Heap sort
Introduction:
This is a comparison based sorting algorithm which makes use of heap concept using arrays and max-heapify operation on elements of array. This algorithm is better understood when you visualize it through binary trees ( showing heap structure )..
Problem Statement:
Sort an array of n integers
Algorithm
1. First step is to make a heap of numbers from the array such that every element is bigger than all the elements below it in the heap
2. Looking at this we can see that top one is the largest. replace it with an element at the bottom of the heap and put it at the end of the array. Then decrease the array size by one
3. Now just recursively push the top element if there is a larger element as its children in the next row of the heap.Do this till we reach leaf (bottom) . This is called max heapifying of top element.

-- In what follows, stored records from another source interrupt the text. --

PR #3795, opened 2026-05-27
[build-tools] disable apsd in iOS simulator

gwdp:
## Why

`apsd` (the push daemon) can't get a push token in the Simulator — a fresh Simulator has no push identity — so it retries forever and floods the system log. That keeps `diagnosticd` busy for the whole life of the Simulator, eating about a CPU core. Simulators can't get real pushes anyway.

Seen on Xcode 16.4, 26.2 and 26.4.

## How

Disable `apsd` as soon as the Simulator boots, before we wait for it to be ready:

```
xcrun simctl spawn <udid> launchctl disable system/com.apple.apsd
xcrun simctl spawn <udid> launchctl bootout system/com.apple.apsd
```

If it fails, we warn and keep going. Same for cloned Simulators.

## Results

Idle Simulator, Xcode 26.4:

| | apsd on | apsd off |
| --- | --- | --- |
| apsd logs/min | ~100k | ~0 |
| diagnosticd CPU | ~30-50% | ~0% |
| Simulator CPU | ~75% | ~0% |

App launch time was the same either way (~210ms).

## Test Plan

- Unit test for `disableApsdAsync`.
- Before/after on a build (Xcode 26.4): https://expo.dev/accounts/gwdp/projects/coin-flip/workflows/019e66ad-11c5-7ae1-a5a8-f4f590b2b8f8
- Watched it stay idle for 3 min with apsd off: https://expo.dev/accounts/gwdp/projects/coin-flip/workflows/019e67e4-9a80-7416-b631-25de268b9b15
- `yarn typecheck`, `oxlint`, tests pass.

## Notes

Still not sure why iOS 26.0 didn't storm. There apsd connected once and went quiet, while 16.4, 26.2 and 26.4 all kept spamming — same missing token, same network. Haven't worked out what's different about 26.0.

### DIFF
--- a/CHANGELOG.md
+++ b/CHANGELOG.md
@@ -15,6 +15,7 @@ This is the log of notable changes to EAS CLI and related packages.
 ### 🐛 Bug fixes
 
 - [build-tools] Fix `eas/start_ios_simulator` hanging on Xcode 26.4 by writing the readiness screenshot to a temp file instead of `/dev/null`. ([#3794](https://github.com/expo/eas-cli/pull/3794) by [@gwdp](https://github.com/gwdp))
+- [build-tools] Disable `apsd` in the iOS Simulator after boot to stop a push-registration log storm that pegs `diagnosticd` CPU for the lifetime of the Simulator. ([#3795](https://github.com/expo/eas-cli/pull/3795) by [@gwdp](https://github.com/gwdp))
 
 ### 🧹 Chores
 
--- a/packages/build-tools/src/steps/functions/__tests__/startIosSimulator.test.ts
+++ b/packages/build-tools/src/steps/functions/__tests__/startIosSimulator.test.ts
@@ -1,0 +1,76 @@
+import spawn from '@expo/turtle-spawn';
+
+import { createGlobalContextMock } from '../../../__tests__/utils/context';
+import { createMockLogger } from '../../../__tests__/utils/logger';
+import { IosSimulatorUtils } from '../../../utils/IosSimulatorUtils';
+import { createStartIosSimulatorBuildFunction } from '../startIosSimulator';
+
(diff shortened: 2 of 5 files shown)


hSATAC (approved):
LGTM

sjchmiela (changes requested):
are we certain apsd absolutely does not work in simulators or is not needed? see https://exponent-internal.slack.com/archives/C01D24DMP98/p1778175913170849, https://developer.apple.com/forums/thread/795433?answerId&#x3D;881732022#881732022

gwdp:
> are we certain apsd absolutely does not work in simulators or is not needed? see https://exponent-internal.slack.com/archives/C01D24DMP98/p1778175913170849, https://developer.apple.com/forums/thread/795433?answerId&#x3D;881732022#881732022

​Thank you for the review and bubbling some of your the concerns @sjchmiela  :pray:

APNS token registration in the simulator is bound to the host Mac (per the [Xcode 14 release notes](https://developer.apple.com/documentation/xcode-release-notes/xcode-14-release-notes)), and EAS workers aren't signed into any Apple ID, so apsd can't get a token regardless of the runtime. Measured through "no token found in keychain" ~130/min on iOS `18.x/26.0/26.2/26.4`. Enabling the registration path would mean signing the CI workers into an Apple ID, which we currently don't.

In the other hand,`simctl push` doesn't go through `apsd` (verified — succeeds with the same output whether apsd is running or `launchctl bootout`'d), and that's already how Maestro delivers notifications, so disabling doesn't break anything we use. snorkling session documented at [notion](https://app.notion.com/p/expo/Push-notifications-on-iOS-Simulator-372e5b57352481ebb99ff79786bfff94)

sjchmiela (approved):
AWESOME

PR #3801, opened 2026-05-28
[worker] Use runtime settings from storage

sjchmiela:
# Why

https://github.com/expo/workflow-orchestration/pull/851

# How

Added `RuntimeSettings` namespace in `build-tools`. It is expected to be called in the beginning with `loadAsync` to fetch data from the bucket.

# Test Plan

Once approved deploy to staging, run a few builds with different settings.


packages/worker/src/runtimeEnvironment.ts
```diff
@@ -23,25 +24,28 @@ export async function prepareRuntimeEnvironmentConfigFiles(): Promise<void> {
     return;
   }
 
-  if (config.npmCacheUrl) {
+  const npmCacheUrl = shouldUseCache('npm') ? config.npmCacheUrl : null;
```
AbbanMustafa: nice this is where we'll check for https://github.com/expo/universe/pull/27727

packages/build-tools/src/runtimeSettings.ts
```diff
@@ -0,0 +1,89 @@
...
+    try {
+      const response = await fetch(url, {
+        signal: AbortSignal.timeout(1000),
+      });
+
+      if (!response.ok) {
+        logger.warn(
+          { url, status: response.status },
+          'Failed to fetch worker runtime settings, using defaults'
+        );
```
szdziedzic, line 64: will it be logged to sentry? can we log it to sentry/datadog/somewhere? I think it would be useful to see that there is spike in such err once we broke sth here

packages/build-tools/src/runtimeSettings.ts
```diff
@@ -0,0 +1,89 @@
...
+        return;
+      }
+
+      runtimeSettings = RuntimeSettingsSchema.parse(await response.json());
+      logger.info({ url, settings: runtimeSettings }, 'Loaded worker runtime settings');
+    } catch (err) {
+      logger.warn({ err, url }, 'Failed to load worker runtime settings, using defaults');
```
szdziedzic, line 89: similar question?

packages/build-tools/src/runtimeSettings.ts
```diff
@@ -0,0 +1,89 @@
...
+    }
+  }
+
+  export function isUsingIosPrecompiledModulesEnabled(): boolean {
+    return runtimeSettings.iosPrecompiledModules ?? false;
+  }
+
+  export function getNpmCacheUrl(): string | null {
+    return runtimeSettings.caches?.[process.platform]?.npm
```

4. Repeat steps 2 and 3 till heap is empty and we get the sorted array.
Pseudo code :
heap_sort(a[], n):
heap_size = n-1
for i = heap_size/2 to 0
max_heapify(a, i , heap_size)
for i = n-1 to 0
swap(a[i], a[0])
heap_size --
max_heapify(a,0,heap_size) // puts max element at the end
max_heapify(a, index, heap_size):
left = 2*index
right = left+1
largest = index
if left <= heap_size and a[left] > a[largest]:
largest = left
if right <= heap_size and a[right] > a[largest]:
largest = right
if largest != index : // it means a[index] is not the largest
swap(a[largest],a[index])
max_heapify(a, largest,heap_size)
Code :
#include <bits/stdc++.h>
using namespace std;
#define Parent(i) i >> 1 // i/2
#define Left(i) i << 1 // 2*i
#define Right(i) (i << 1) + 1 // 2*i+1
void max_heapify(int a[], int index, int heap_size)
{
int left = Left(index); //left child
int right = Right(index); // right child
int largest = index;
if (left <= heap_size && a[left] > a[largest]) // compare a[left] & a[largest]
{
largest = left;
}
if (right <= heap_size && a[right] > a[largest]) // compare a[right] & a[largest]
{
largest = right;
}
if (largest != index) // 'index' is not 'largest'
{
swap(a[largest], a[index]);
max_heapify(a, largest, heap_size); // heapify the child with which swap occurred.
}
//index element is largest hence it satisfies heap property.
}
void build_max_heap(int a[], int heap_size)
{
for (int i = (heap_size / 2); i >= 0; i--) // a[(heap_size/2)+1....heap_size] are leaf nodes
{
max_heapify(a, i, heap_size);
}
}
void heap_sort(int a[], int n)
{
int heap_size = n - 1; //last element index
build_max_heap(a, heap_size); // building max heap --> a[i] >= Left(i) & a[i] >= Right[i]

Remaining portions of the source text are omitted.